Patrice has a solution that works for him. As far as I can tell, he has a truly superb dust collection system in his shop, which suggests that dust is not likely to be as great a problem as in someone else's shop. Using a toolbox, rather than a sealed enclosure, and air filters, is clearly enough for him. Elsewhere, without the excellent extraction system, the less-than-perfect sealing of a toolbox, combined with clogging of the air filters by dust, might not provide adequate protection.
I have a system that works for me. It's fully sealed. I am pretty sure it's adequately cooled for my climate/shop. If I'm wrong, the thermal protection on the drives will reduce the switching frequency and "should" power it down before it dies. If/when that happens, I can have a rethink and do whatever is necessary. I already have the heatsinks from a number of dead 20HP drives and had already considered Stacy's "cut a bit out of the panel and add heatsink" idea. I've kept it as a contingency plan, partly because it didn't seem essential and partly because the heatsinks seemed like prospective quench plates. I'd ruled out a filtered ventilation system on the enclosure, largely through concerns over temperature swings and humidity causing condensation during long periods of non-use, but also because it's just a hobby and I can't be bothered with regular filter maintenance. My setup would not be sufficient for a heavy user in a hot climate.

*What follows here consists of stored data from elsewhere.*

Issue #7616, opened 2024-05-23
SDL renderer: How to display the same texture with different scale modes?


achabense:
### Version/Branch of Dear ImGui:

Version 1.90.6

### Back-ends:

imgui_impl_sdl2.cpp + imgui_impl_sdlrenderer2.cpp

### Compiler, OS:

Windows 10 + MSVC 2022

### Details:

I want to display the same texture in different scale modes. The screenshot shows the effect of `test_fn` below. Can I achieve the same effect without creating multiple textures?

### Screenshots/Video:

![image](https://github.com/ocornut/imgui/assets/60953653/e5723925-5470-4d28-958a-5234d8aa0b1f)

### Minimal, Complete and Verifiable Example code:

```cpp
static void test_fn(SDL_Renderer* renderer) {
    static SDL_Texture *nearest = nullptr, *linear = nullptr;
    const int w = 33, h = 25;
    const int zoom = 4;

    if (!nearest) {
        nearest = SDL_CreateTexture(renderer, SDL_PIXELFORMAT_ABGR8888, SDL_TEXTUREACCESS_STATIC, w, h);
        SDL_SetTextureScaleMode(nearest, SDL_ScaleModeNearest);
        linear = SDL_CreateTexture(renderer, SDL_PIXELFORMAT_ABGR8888, SDL_TEXTUREACCESS_STATIC, w, h);
        SDL_SetTextureScaleMode(linear, SDL_ScaleModeLinear);
        Uint32 pixels[h][w];
        bool b = false;
        for (auto& line : pixels) {
            for (Uint32& p : line) {
                p = b ? 0 : -1;
                b = !b;
            }
        }
        SDL_UpdateTexture(nearest, nullptr, pixels, w * sizeof(Uint32));
        SDL_UpdateTexture(linear, nullptr, pixels, w * sizeof(Uint32));
    }

    if (ImGui::Begin("Test", nullptr, ImGuiWindowFlags_AlwaysAutoResize | ImGuiWindowFlags_NoCollapse)) {
        ImGui::Image(nearest, ImVec2(w * zoom, h * zoom));
        ImGui::SameLine();
        ImGui::Image(linear, ImVec2(w * zoom, h * zoom));
    }
    ImGui::End();
}
```

achabense:
[...]

PR #9470, opened 2026-07-13
SDLRenderer3: reset sampler state to linear

ShiroKSH:
## Summary

- Reset SDLRenderer3 sampler state to linear with the rest of its render state.
- Prevent the zero-initialized sampler cache from overriding linear sampling for the font atlas and normal UI draws.

## Verification

- Syntax-checked `imgui_impl_sdlrenderer3.cpp` with MSVC `/W4` against current SDL3 headers.

### DIFF
--- a/backends/imgui_impl_sdlrenderer3.cpp
+++ b/backends/imgui_impl_sdlrenderer3.cpp
@@ -25,6 +25,7 @@
 
 // CHANGELOG
 // (minor and older changes stripped away, please see git history for details)
+//  2026-07-13: Fixed default sampler state being nearest instead of linear.
 //  2026-04-23: Added support for standard draw callbacks (in platform_io): DrawCallback_ResetRenderState, DrawCallback_SetSamplerLinear, DrawCallback_SetSamplerNearest. (#9378)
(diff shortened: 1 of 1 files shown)


ShiroKSH:
@ocornut We'd appreciate it if you could take a look at this pull request when you have a chance.

ocornut:
Please don't ping after 2 days after opening multiple PR. This repository has thousands of open issues/PR.

ShiroKSH:
> Please don't ping after 2 days after opening multiple PR. This repository has thousands of open issues/PR.

ok sorry

ocornut:
Are your PR AI generated? The "Verification" part looks very suspicious.

ShiroKSH:
> Are your PR AI generated? The "Verification" part looks very suspicious.

no i dont its problem because im not from eng speak country and do this uses by translation instrument

ocornut:
It's not a language problem, but your "Verification" section is bizarre:

- Compiling "example_null" has nothing to do with the changed backend. In fact, the SDL_Renderer3 backend won't even be compiled there.
- You suggest syntax-checking the backend code but at no point to actually run code.

Even your change is correct, those two alone should be a red flag that something is wrong in the thought process of the report. Also:

- The sampler change did NOT even work because of a missing SDL_FlushRenderer() (see https://github.com/ocornut/imgui/issues/7616#issuecomment-2402562357).

I have pushed your change 003ee19 + a fix for sampler change bad1ee7. Thank you!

I know one or two guys who've done the Tupperware box thing. It makes me wince a bit, but seems to work for them. I don't know anything else about their shops, but they are hobbyists, rather than professional knifemakers.
How hard you use the machine does make a big difference to the heat generated in the drive, as does the switching frequency. At full-load (2HP), my Altivar 12 (in the red box) will produce 71 Watts of heat at a switching frequency of 16 kHz, but only 57 Watts at 4 kHz.
I've always tended to use the highest frequency available to minimize the apparent noise. It's a habit now and probably not necessary or even helpful. I don't think the first drives I used, back in the late '80s, would go as fast as 4 kHz, which is the minimum switching frequency for my current drives. The drives I've been using lately will automatically reduce the switching frequency as the internal temperature rises.
Generally, platen grinding uses most power, draws most current and generates most heat in the drive. If you find things are marginal, a low-friction platen material, which reduces the current draw, may sometimes be a better use of limited resources than modifying a drive enclosure.
If you need absolute certainty, there's really no alternative to a NEMA4 drive, but for those of us who are happy enough taking what is available, using and/or modifying it to achieve a desired result and taking the hit if they get it wrong, it's a case of working out which bits of the various systems you've seen are applicable to your particular case.
If you are going the sealed enclosure route, googling "electrical enclosure heat dissipation" will throw up some useful information. The Hoffman one is very good, but I can't get a direct link to it without going through Google.